● **Stored items**
= Beginning of Section =

PR #4245, opened 2021-10-09
Windows 2022 MSYS2 - add base-devel & compression groups

MSP-Greg:
# Description

Windows 2022 image removed MSYS2 mingw build tools, and also removed 'shared' MSYS2 tools.  Adds base-devel & compression groups to the MSYS2 Install.  Previously, no testing was done on these packages, which do add several exe files.

## Check list

### DIFF
--- a/images/win/toolsets/toolset-2022.json
+++ b/images/win/toolsets/toolset-2022.json
@@ -139,7 +139,10 @@
         }
     },
     "MsysPackages": {
-        "msys2": [],
+        "msys2": [
+            "base-devel",
+            "compression"
+        ],
         "mingw": []
     },
     "windowsFeatures": [


MSP-Greg:
Please consider installing the base-devel and compression groups to the MSYS2 installation on Windows-2022.  Both were installed on previous images.

The base-devel group is shared by the separate build tool chains.  For example, mingw or ucrt gcc won't run unless MSYS2 base-devel is installed.  It contains many build tools that are platform/compiler agnostic.  Without compression, there's no tar.  Pretty common command for CI.  I haven't checked for a while, but at one time the Windows tar did not support all the formats that MSYS2/*nix tar does.

I'm involved with Ruby, and am involved with the custom actions used by most Ruby repos for CI.  Windows Ruby has been built using MSYS2 for several years (it previously used MSYS).  A few Ruby repos run bash scripts, and need a bash shell somewhere, but the majority do not need a bash shell for CI testing, they need the bash shell for build utilities.  Note that many Ruby repos may not require build tools for their specific code, but they may require builds tools for their direct dependencies or their CI testing dependencies.

With Windows-2019, gcc tools are available for mingw64 builds, and many repos use what's installed, since typically they are no more than 3 weeks old due to the update frequency of Actions images.  Other repos (typically the actual Ruby repos) update the build tools and required packages (openssl, etc) so they are immediatedly aware of issues with new package releases.

Now today.  Ruby is now being built with both mingw64 and ucrt64 tools.  It's suggested that caching MSYS2 files be used, but we've found it much more efficient to have a separate cron repo running that packages all the mingw64 and ucrt64 tools and packages.  This means it's stored in one repo (not every repo as with caching), and since the files are independent of the base MSYS2 install, there's no conflict with installing from a prebuilt zip file.  It takes about ten seconds to install.

But, all of the build tool chains require all or part of the base-devel group to be installed.  We have tried to create a prebuilt zip file, and it takes about 20 seconds to decompress.  Also, some of its packages have dependencies that are shared by the existing MSYS install, so there could be issues with updates to those dependencies.

Summing up, without the base-devel and compression groups, many Ruby CI jobs (many only take a minute or two) will be slowed considerably and may be at risk of failure due to the above.  I suspect that the same will be true of some of the other repos using MSYS2 build tools.

**Off-topic**

Obviously, most commercial Ruby applications run under *nix.  But, many people learn coding on Windows, and in many parts of the world, everyone isn't running Win10 or Win11.  Even then, jumping to WSL2/Ubuntu (or native *nix) is a big jump.  Hence, I support Windows Ruby for the new users.  I run Windows (and have done so since DOS days), but most of my coding is using WSL2/Ubuntu.

miketimofeev:
Given the fact that some users will experience a 10+ minutes penalty, we would rather avoid merging these changes.

MSP-Greg:
As mentioned above, using windows-2022 with Ruby repos that require gcc tools, the additional time needed is between 45 and 60 seconds when CI is busy.

We're testing pre-assembling msys2, mingw64, and ucrt64 tools/files three times a day into 7z files, and extracting them on each job.  They're stored in a repo release.  That seems quickest, and removes the traffic from the MSYS2 servers, which would normally happen for each job.

@eine

> Acording to GitHub's search feature, it might be around 300 000

Yes, you've previously pointed out your ability to use the GitHub search feature.  Unfortunately, many of those results are for CI other than GitHub Actions.  If one adds a constraint to the workflow folder, the number is ~ 54k.   Not a high number.

> in your own workflows

My workflows?  A quick check of five or six popular Ruby repos/gems that require build tools, all show 'used by' numbers between 1M & 2.5M.  Many of those 'used by' repos may not be running CI on Windows, but that's still a lot of repos...

eine:
@MSP-Greg 

> As mentioned above, using windows-2022 with Ruby repos that require gcc tools, the additional time needed is between 45 and 60 seconds when CI is busy.

Precisely, it is at least 10 times less than 10+ minutes.

> We're testing pre-assembling msys2, mingw64, and ucrt64 tools/files three times a day into 7z files, and extracting them on each job. They're stored in a repo release. That seems quickest, and removes the traffic from the MSYS2 servers, which would normally happen for each job.

Should you succeed, please propose enhancements to [msys2/setup-msys2](https://github.com/msys2/setup-msys2) or [msys2.org/docs/ci](https://www.msys2.org/docs/ci/) (through [msys2/msys2.github.io](https://github.com/msys2/msys2.github.io)).

As you may know, there is a built-in feature in setup-msys2 for caching the whole installation: https://github.com/msys2/setup-msys2/blob/d07afaf11ae7963aa30c77d8e1f45a1be5f19954/main.js#L15-L16

It is currently disabled due to reliability issues. As explained in msys2/setup-msys2#61, GitHub's cache storage might be buggy.
However, that issue was created more than a year ago. Maybe GitHub/Microsoft improved the infrastructure since then. Feel free to fork and test.

> If one adds a constraint to the workflow folder, the number is ~ 54k. Not a high number.

Fair enough. Still, 54k is an order of magnitude below 300k and four orders of magnitude above "five or six".
I'm not the one bringing the quantitative arguments with regard to the user bases; but just reflecting non-solid arguments.

> My workflows? A quick check of five or six popular Ruby repos/gems that require build tools, all show 'used by' numbers between 1M & 2.5M. Many of those 'used by' repos may not be running CI on Windows, but that's still a lot of repos...

As explained several times already, if you want to bring data into the discussion, please do it properly.
Apart from GitHub's search feature, you can use the API for getting lots of data.
That would be very benefitial to stop circling around.
There is a Ruby toolkit: [octokit/octokit.rb](https://github.com/octokit/octokit.rb).
Unfortunately, vague and scope-limited claims are not very useful.
Particularly, as I guess you know, the "Used by" feature is unrelated to the usage of CI. You might want to constraint it to the ones using CI *and* Windows *and* the default installation of MSYS2; since that is the scope of this PR.

PR #4375, opened 2021-10-29
[Windows] Rework NodeJS install

nikolai-frolov:
## Description
This PR changes way of Node.js install to use default version from toolset instead of LTS. 

## Related issue: 
https://github.com/actions/virtual-environments-internal/issues/2890

## Test builds:
- [Windows2022](https://github.visualstudio.com/virtual-environments/_build/results?buildId=118470&view=results)

## Check list

### DIFF
--- a/images/win/scripts/Installers/Install-NodeLts.ps1
+++ b/images/win/scripts/Installers/Install-NodeLts.ps1
@@ -10,7 +10,8 @@ $CachePath = 'C:\npm\cache'
 New-Item -Path $PrefixPath -Force -ItemType Directory
 New-Item -Path $CachePath -Force -ItemType Directory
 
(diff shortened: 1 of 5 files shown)


MaksimZhukov (dismissed):

miketimofeev (approved):

gep13:
> @miketimofeev said...
could you please clarify why $ODataQuery = '$filter=(Title eq ''ghc'')' works but $ODataQuery = '$filter=(Title eq ''nodejs'')' doesn't? I thought it is universal for all the packages

Apologies, just seeing this now.

This is due to the fact that you are using `Title` and not `Id`.  The title of the nodejs package is `Node JS` which is why it isn't being returned.

A better, more reliable query would be:

```
$filter=(tolower(Id) eq 'nodejs')
```

PR #4406, opened 2021-11-02
[Windows] Rework NodeJS install to use latest version which corresponds to the default

nikolai-frolov:
## Description
This PR changes way of Node.js install to search the latest released version which corresponds to the default version from the toolset. 

## Related issue: 
https://github.com/actions/virtual-environments-internal/issues/2890

## Check list


images/win/scripts/Installers/Install-NodeLts.ps1
```diff
@@ -11,7 +11,16 @@ New-Item -Path $PrefixPath -Force -ItemType Directory
 New-Item -Path $CachePath -Force -ItemType Directory
 
 $defaultVersion = (Get-ToolsetContent).node.default
-Choco-Install -PackageName nodejs -ArgumentList "--version=$defaultVersion"
+$ODataQuery = "`$filter=(Id eq `'nodejs`') and (IsPrerelease eq false) and (Version ge `'$defaultVersion`')"
```
al-cheb, line 14: use the same name conversion, all variables should be in lowercase.

images/win/scripts/Installers/Install-NodeLts.ps1
```diff
@@ -11,7 +11,16 @@ New-Item -Path $PrefixPath -Force -ItemType Directory
...
+$Url = "https://community.chocolatey.org/api/v2/Packages()?$ODataQuery"
+$ChocoVersionsOutput = (Invoke-RestMethod -Uri $Url).properties.Version
+$highestVersion = [Version[]]($ChocoVersionsOutput | Where-Object {$_ -Like "$defaultVersion.*"}) `
+    | Sort-Object -Descending `
```
al-cheb, line 18: Let's remove -Descending and use Last

images/win/scripts/Installers/Install-NodeLts.ps1
```diff
@@ -11,7 +11,16 @@ New-Item -Path $PrefixPath -Force -ItemType Directory
 New-Item -Path $CachePath -Force -ItemType Directory
 
 $defaultVersion = (Get-ToolsetContent).node.default
-Choco-Install -PackageName nodejs -ArgumentList "--version=$defaultVersion"
+$ODataQuery = "`$filter=(Id eq `'nodejs`') and (IsPrerelease eq false) and (Version ge `'$defaultVersion`')"
+$Url = "https://community.chocolatey.org/api/v2/Packages()?$ODataQuery"
+$ChocoVersionsOutput = (Invoke-RestMethod -Uri $Url).properties.Version
+$highestVersion = [Version[]]($ChocoVersionsOutput | Where-Object {$_ -Like "$defaultVersion.*"}) `
```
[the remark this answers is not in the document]
nikolai-frolov: It's required to use $ChocoVersionsOutput as string first. It should be converted to the Version only after filtering corresponded to default versions.

images/win/scripts/Installers/Install-NodeLts.ps1
```diff
@@ -11,7 +11,16 @@ New-Item -Path $PrefixPath -Force -ItemType Directory
...
+    | Sort-Object -Descending `
+    | Select-Object -First 1
+# For case when $defaultVersion is the full version number
+if ( !$highestVersion ) { $highestVersion = $defaultVersion }
```
al-cheb, line 21: Why do we need this condition if we have `Version ge '$defaultVersion'` filter?

images/win/scripts/Installers/Install-NodeLts.ps1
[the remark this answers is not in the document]
al-cheb: Why can't we use Major property?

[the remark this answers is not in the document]
nikolai-frolov: Current implementation allows use not only major version as wildcard. We can use for example "14", "14.18", "14.18.1" as default and script returns correct latest version corresponded for them.
Conversion to Versions is required only to sort versions correctly. We can use -Like operator for Version as you suggest, but in this case it converts Versions back to Strings, but it's an additional time.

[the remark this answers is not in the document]
al-cheb: In that case we can move cast in Sort-Object and replace $highestVersion.ToString() -> $highestVersion:
`$chocoVersions | Where-Object { $_ -like "$defaultVersion.*" } | Sort-Object { [version]$_ } | Select-Object -Last 1`

images/win/scripts/Installers/Install-NodeLts.ps1
al-cheb: You don't need to escape single quotes.

vsafonkin: Also, maybe use more clear name, for example `queryFilter`

images/win/scripts/Installers/Install-NodeLts.ps1
nikolai-frolov: Correct, but in case $defaultVersion is the full version like "14.18.1" it will be filtered out by "| Where-Object { $_ -Like "$defaultVersion.*" }" so $highestVersion will be null here. Without "." it works incorrectly for versions like "14.1"

al-cheb: We can add this check to `Where-Object { $_ -Like "$defaultVersion.*" } `

images/win/scripts/Installers/Install-NodeLts.ps1
```diff
@@ -11,7 +11,15 @@ New-Item -Path $PrefixPath -Force -ItemType Directory
 New-Item -Path $CachePath -Force -ItemType Directory
 
 $defaultVersion = (Get-ToolsetContent).node.default
-Choco-Install -PackageName nodejs -ArgumentList "--version=$defaultVersion"
+$queryFilter = "`$filter=(Id eq 'nodejs') and (IsPrerelease eq false) and (Version ge '$defaultVersion')"
+$url = "https://community.chocolatey.org/api/v2/Packages()?$queryFilter"
+$chocoVersionsOutput = (Invoke-RestMethod -Uri $url).properties.Version
+$highestVersion = $chocoVersionsOutput `
```
al-cheb, line 17: Let's remove ` and swap to |

images/win/scripts/Installers/Install-NodeLts.ps1
```diff
@@ -15,11 +15,9 @@ $queryFilter = "`$filter=(Id eq 'nodejs') and (IsPrerelease eq false) and (Versi
 $url = "https://community.chocolatey.org/api/v2/Packages()?$queryFilter"
 $chocoVersionsOutput = (Invoke-RestMethod -Uri $url).properties.Version
 $highestVersion = $chocoVersionsOutput `
-    | Where-Object { $_ -Like "$defaultVersion.*" } `
+    | Where-Object { $_ -Like "$defaultVersion.*" -or $_ -eq $defaultVersion } `
```
miketimofeev:
```suggestion
    | Where-Object { $_ -match "^$defaultVersion" } `
```

nikolai-frolov: This works incorrectly for defaultVersion like "14.1" and returns "14.18.1" instead of "14.1.0"

miketimofeev: Do we ever need to install the `Major.Minor` version? In toolset we only have the Major one

miketimofeev: And even there such a case you can use match
`Where-Object { $_ -match "^$defaultVersion\." } `
image

nikolai-frolov: `Where-Object { $_ -match "^$defaultVersion\." }` works incorrectly for the full version number like `14.18.1`. I would like to have flexible function which can return correct version for any default version, not only for Major.

miketimofeev: why do we need to set the full version in the toolset? The toolset is not intended for that

nikolai-frolov: Can you guarantee that at some moment we don't have to stick to a specific version due to compatibility issues for example? I guess that is a good option to be safe in future.

images/win/scripts/Installers/Install-NodeLts.ps1
```diff
@@ -11,7 +11,15 @@ New-Item -Path $PrefixPath -Force -ItemType Directory
 New-Item -Path $CachePath -Force -ItemType Directory
 
 $defaultVersion = (Get-ToolsetContent).node.default
-Choco-Install -PackageName nodejs -ArgumentList "--version=$defaultVersion"
+$queryFilter = "`$filter=(Id eq 'nodejs') and (IsPrerelease eq false) and (Version ge '$defaultVersion')"
```
gep13, line 14: Would it make sense to extend this to include an upper limit?

```
`$filter=(Id eq 'nodejs') and (IsPrerelease eq false) and (Version ge '$defaultVersion') and (Version lt '15.0')
```

nikolai-frolov: This solution will differ from our regular approach which we use for versions in toolset file and probably can confuse someone.

miketimofeev (approved):

MaksimZhukov (approved):

miketimofeev (approved):

PR #4429, opened 2021-11-07
Update swift.sh

### LINKED ISSUE #4427: Swift installer script no longer works
### Description

```
    azure-arm: Downloading 'https://swift.org/builds/swift--release/ubuntu1804/swift--RELEASE/swift--RELEASE-ubuntu18.04.tar.gz' to '/tmp/swift--RELEASE-ubuntu18.04.tar.gz'...
    azure-arm: Download completed
==> azure-arm:
==> azure-arm: gzip: stdin: not in gzip format
==> azure-arm: tar: Child returned status 1
==> azure-arm: tar: Error is not recoverable: exiting now
==> azure-arm: mv: cannot stat 'swift--RELEASE-ubuntu18.04': No such file or directory
```

https://github.com/actions/virtual-environments/blob/main/images/linux/scripts/installers/swift.sh#L12 no longer returns swift version.

### Virtual environments affected

- [X] Ubuntu 18.04
- [X] Ubuntu 20.04
- [ ] macOS 10.15
- [ ] macOS 11
- [ ] Windows Server 2016
- [ ] Windows Server 2019
- [ ] Windows Server 2022

https://github.visualstudio.com/virtual-environments/_build/results?buildId=118803&view=logs&j=011e1ec8-6569-5e69-4f06-baf193d1351e&t=5431112d-2b61-5a5f-7042-ef698f761043&l=4851

### Is it regression?

_No response_

### Expected behavior

_No response_

### Actual behavior

_No response_

### Repro steps

N/A

JayDoubleu:
# Description
Fixes #4427 

## Check list

### DIFF
--- a/images/linux/scripts/installers/swift.sh
+++ b/images/linux/scripts/installers/swift.sh
@@ -9,7 +9,7 @@ source $HELPER_SCRIPTS/install.sh
 
 # Install
 image_label="$(lsb_release -rs)"
-swift_version=$(curl -s "https://api.github.com/repos/apple/swift/releases/latest" | grep -Po '"tag_name": "swift-\K[0-9.]+')
+swift_version=$(curl -s "https://api.github.com/repos/apple/swift/releases/latest" | jq -r '.tag_name | match("[0-9.]+").string')
 
 swift_tar_name="swift-$swift_version-RELEASE-ubuntu$image_label.tar.gz"
 swift_tar_url="https://swift.org/builds/swift-$swift_version-release/ubuntu${image_label//./}/swift-$swift_version-RELEASE/$swift_tar_name"
--- a/images/linux/scripts/installers/swift.sh
+++ b/images/linux/scripts/installers/swift.sh
@@ -9,7 +9,7 @@ source $HELPER_SCRIPTS/install.sh
 
 # Install
 image_label="$(lsb_release -rs)"
-swift_version=$(curl -s -L -N https://swift.org/download|awk -F"[ <]" '/id="swift-/ {print $4; exit}')
+swift_version=$(curl -s "https://api.github.com/repos/apple/swift/releases/latest" | grep -Po '"tag_name": "swift-\K[0-9.]+')
 
 swift_tar_name="swift-$swift_version-RELEASE-ubuntu$image_label.tar.gz"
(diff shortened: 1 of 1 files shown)


images/linux/scripts/installers/swift.sh
```diff
@@ -9,7 +9,7 @@ source $HELPER_SCRIPTS/install.sh
 
 # Install
 image_label="$(lsb_release -rs)"
-swift_version=$(curl -s -L -N https://swift.org/download|awk -F"[ <]" '/id="swift-/ {print $4; exit}')
+swift_version=$(curl -s "https://api.github.com/repos/apple/swift/releases/latest" | grep -Po '"tag_name": "swift-\K[0-9.]+')
```
mikhailkoliada, line 12: Is there a point of using github rather than simply pass the `--compressed` use flag to curl?

JayDoubleu: Yes, the point being that Github release syntax is not likely to change while current way of getting the release can break every time swift.org makes a change. This being one of examples of it.

AKA if I would have to choose one of these options on my projects I would go with github release API and forget about it. While if to leave it in current form there is always risk of it breaking.

Which even way you guys go about it i'm fine with it as long as it's fixed on each release tag :)

JayDoubleu: This wouldn't be such a big deal if Microsoft would publish your release images to the public so they can be used in private agent pools in ADO.
Right now we have to hook to your releases and build our own private agents and if it breaks here, it breaks in private projects which then translates to someone having to go through failed build and implement temporary fixes.
I hope you understand.

JayDoubleu: Actually I started discussion about it here : https://github.com/actions/virtual-environments/discussions/4430
I'm not sure if this was discussed already.

mikhailkoliada: @JayDoubleu I have nothing against github api in particular, just curious :)

grep is not the best tool to parse json in general, I'd use jq with something like

```
curl -s "https://api.github.com/repos/apple/swift/releases/latest" | jq -r '.tag_name | match("[0-9.]+").string'
```

JayDoubleu: Actually I thought about using JQ but wasn't sure if it's included in the image by default or installed before swift script run.

miketimofeev: Jq is installed before, so it's worth using it here

miketimofeev (approved):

= End of Section =

● **TASK OBJECTIVE**
Look back at the data above. Transcribe exactly the lines starting at the line that contains "- [ ] Windows Server 2022" and ending at the line that contains "### Actual behavior".

● **RESULT OF THIS EXERCISE**
- [ ] Windows Server 2022

https://github.visualstudio.com/virtual-environments/_build/results?buildId=118803&view=logs&j=011e1ec8-6569-5e69-4f06-baf193d1351e&t=5431112d-2b61-5a5f-7042-ef698f761043&l=4851

### Is it regression?

_No response_

### Expected behavior

_No response_

### Actual behavior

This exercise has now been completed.